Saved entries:
== Segment start ==

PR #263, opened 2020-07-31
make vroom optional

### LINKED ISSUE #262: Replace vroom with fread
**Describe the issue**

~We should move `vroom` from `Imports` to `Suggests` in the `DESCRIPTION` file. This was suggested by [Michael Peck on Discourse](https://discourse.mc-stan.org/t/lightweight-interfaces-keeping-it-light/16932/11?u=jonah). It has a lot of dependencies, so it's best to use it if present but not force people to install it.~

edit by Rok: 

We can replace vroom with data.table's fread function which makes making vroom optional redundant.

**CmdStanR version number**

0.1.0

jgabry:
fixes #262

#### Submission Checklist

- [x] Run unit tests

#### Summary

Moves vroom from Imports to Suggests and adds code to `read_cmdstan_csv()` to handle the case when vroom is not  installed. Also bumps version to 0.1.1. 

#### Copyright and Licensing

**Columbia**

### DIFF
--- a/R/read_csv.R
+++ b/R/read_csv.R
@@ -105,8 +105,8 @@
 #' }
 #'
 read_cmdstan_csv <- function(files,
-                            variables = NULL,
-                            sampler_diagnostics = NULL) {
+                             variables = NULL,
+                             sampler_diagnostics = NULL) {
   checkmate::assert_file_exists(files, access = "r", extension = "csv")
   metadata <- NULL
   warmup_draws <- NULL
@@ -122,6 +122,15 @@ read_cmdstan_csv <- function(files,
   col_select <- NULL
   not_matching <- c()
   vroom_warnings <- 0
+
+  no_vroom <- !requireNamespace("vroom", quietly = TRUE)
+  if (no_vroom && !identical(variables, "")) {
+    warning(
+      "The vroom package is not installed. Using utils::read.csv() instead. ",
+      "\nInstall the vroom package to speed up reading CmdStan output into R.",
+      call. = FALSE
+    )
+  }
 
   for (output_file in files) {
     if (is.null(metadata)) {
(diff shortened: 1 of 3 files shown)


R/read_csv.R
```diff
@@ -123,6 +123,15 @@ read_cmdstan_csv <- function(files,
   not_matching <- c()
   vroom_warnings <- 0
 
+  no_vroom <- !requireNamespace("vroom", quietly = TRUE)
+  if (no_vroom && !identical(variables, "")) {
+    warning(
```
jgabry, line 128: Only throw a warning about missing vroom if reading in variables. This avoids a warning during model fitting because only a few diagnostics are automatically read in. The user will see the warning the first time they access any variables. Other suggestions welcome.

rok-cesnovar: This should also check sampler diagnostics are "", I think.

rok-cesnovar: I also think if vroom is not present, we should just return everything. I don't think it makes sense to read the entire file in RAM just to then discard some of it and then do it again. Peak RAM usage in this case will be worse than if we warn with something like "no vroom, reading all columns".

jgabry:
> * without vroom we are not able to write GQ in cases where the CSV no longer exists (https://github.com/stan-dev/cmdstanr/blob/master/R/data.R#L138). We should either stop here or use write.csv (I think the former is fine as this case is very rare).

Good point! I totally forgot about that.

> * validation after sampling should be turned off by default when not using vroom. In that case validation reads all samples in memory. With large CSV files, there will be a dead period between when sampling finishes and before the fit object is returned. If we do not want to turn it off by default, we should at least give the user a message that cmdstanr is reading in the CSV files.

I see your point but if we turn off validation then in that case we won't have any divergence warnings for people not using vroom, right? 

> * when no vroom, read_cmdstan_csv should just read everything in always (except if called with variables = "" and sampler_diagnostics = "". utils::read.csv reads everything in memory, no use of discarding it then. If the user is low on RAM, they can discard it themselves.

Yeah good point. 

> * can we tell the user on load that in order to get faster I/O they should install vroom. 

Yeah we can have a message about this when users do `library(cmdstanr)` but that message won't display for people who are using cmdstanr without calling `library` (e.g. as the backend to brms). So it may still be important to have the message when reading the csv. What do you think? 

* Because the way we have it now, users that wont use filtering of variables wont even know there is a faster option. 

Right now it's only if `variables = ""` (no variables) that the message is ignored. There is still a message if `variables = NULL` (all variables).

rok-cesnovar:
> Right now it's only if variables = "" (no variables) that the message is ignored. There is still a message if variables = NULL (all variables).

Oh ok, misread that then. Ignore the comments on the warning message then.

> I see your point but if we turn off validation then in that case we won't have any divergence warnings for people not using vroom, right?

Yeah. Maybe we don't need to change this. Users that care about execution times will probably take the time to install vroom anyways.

== Segment end ==

→ **REQUIREMENT**
Your reply must be a faithful copy of each entry above.

→ **ANSWER TO THE PROBLEM**
PR #263, opened 2020-07-31
make vroom optional

### LINKED ISSUE #262: Replace vroom with fread
**Describe the issue**

~We should move `vroom` from `Imports` to `Suggests` in the `DESCRIPTION` file. This was suggested by [Michael Peck on Discourse](https://discourse.mc-stan.org/t/lightweight-interfaces-keeping-it-light/16932/11?u=jonah). It has a lot of dependencies, so it's best to use it if present but not force people to install it.~

edit by Rok: 

We can replace vroom with data.table's fread function which makes making vroom optional redundant.

**CmdStanR version number**

0.1.0

jgabry:
fixes #262

#### Submission Checklist

- [x] Run unit tests

#### Summary

Moves vroom from Imports to Suggests and adds code to `read_cmdstan_csv()` to handle the case when vroom is not  installed. Also bumps version to 0.1.1. 

#### Copyright and Licensing

**Columbia**

### DIFF
--- a/R/read_csv.R
+++ b/R/read_csv.R
@@ -105,8 +105,8 @@
 #' }
 #'
 read_cmdstan_csv <- function(files,
-                            variables = NULL,
-                            sampler_diagnostics = NULL) {
+                             variables = NULL,
+                             sampler_diagnostics = NULL) {
   checkmate::assert_file_exists(files, access = "r", extension = "csv")
   metadata <- NULL
   warmup_draws <- NULL
@@ -122,6 +122,15 @@ read_cmdstan_csv <- function(files,
   col_select <- NULL
   not_matching <- c()
   vroom_warnings <- 0
+
+  no_vroom <- !requireNamespace("vroom", quietly = TRUE)
+  if (no_vroom && !identical(variables, "")) {
+    warning(
+      "The vroom package is not installed. Using utils::read.csv() instead. ",
+      "\nInstall the vroom package to speed up reading CmdStan output into R.",
+      call. = FALSE
+    )
+  }
 
   for (output_file in files) {
     if (is.null(metadata)) {
(diff shortened: 1 of 3 files shown)


R/read_csv.R
```diff
@@ -123,6 +123,15 @@ read_cmdstan_csv <- function(files,
   not_matching <- c()
   vroom_warnings <- 0
 
+  no_vroom <- !requireNamespace("vroom", quietly = TRUE)
+  if (no_vroom && !identical(variables, "")) {
+    warning(
```
jgabry, line 128: Only throw a warning about missing vroom if reading in variables. This avoids a warning during model fitting because only a few diagnostics are automatically read in. The user will see the warning the first time they access any variables. Other suggestions welcome.

rok-cesnovar: This should also check sampler diagnostics are "", I think.

rok-cesnovar: I also think if vroom is not present, we should just return everything. I don't think it makes sense to read the entire file in RAM just to then discard some of it and then do it again. Peak RAM usage in this case will be worse than if we warn with something like "no vroom, reading all columns".

jgabry:
> * without vroom we are not able to write GQ in cases where the CSV no longer exists (https://github.com/stan-dev/cmdstanr/blob/master/R/data.R#L138). We should either stop here or use write.csv (I think the former is fine as this case is very rare).

Good point! I totally forgot about that.

> * validation after sampling should be turned off by default when not using vroom. In that case validation reads all samples in memory. With large CSV files, there will be a dead period between when sampling finishes and before the fit object is returned. If we do not want to turn it off by default, we should at least give the user a message that cmdstanr is reading in the CSV files.

I see your point but if we turn off validation then in that case we won't have any divergence warnings for people not using vroom, right? 

> * when no vroom, read_cmdstan_csv should just read everything in always (except if called with variables = "" and sampler_diagnostics = "". utils::read.csv reads everything in memory, no use of discarding it then. If the user is low on RAM, they can discard it themselves.

Yeah good point. 

> * can we tell the user on load that in order to get faster I/O they should install vroom. 

Yeah we can have a message about this when users do `library(cmdstanr)` but that message won't display for people who are using cmdstanr without calling `library` (e.g. as the backend to brms). So it may still be important to have the message when reading the csv. What do you think? 

* Because the way we have it now, users that wont use filtering of variables wont even know there is a faster option. 

Right now it's only if `variables = ""` (no variables) that the message is ignored. There is still a message if `variables = NULL` (all variables).

rok-cesnovar:
> Right now it's only if variables = "" (no variables) that the message is ignored. There is still a message if variables = NULL (all variables).

Oh ok, misread that then. Ignore the comments on the warning message then.

> I see your point but if we turn off validation then in that case we won't have any divergence warnings for people not using vroom, right?

Yeah. Maybe we don't need to change this. Users that care about execution times will probably take the time to install vroom anyways.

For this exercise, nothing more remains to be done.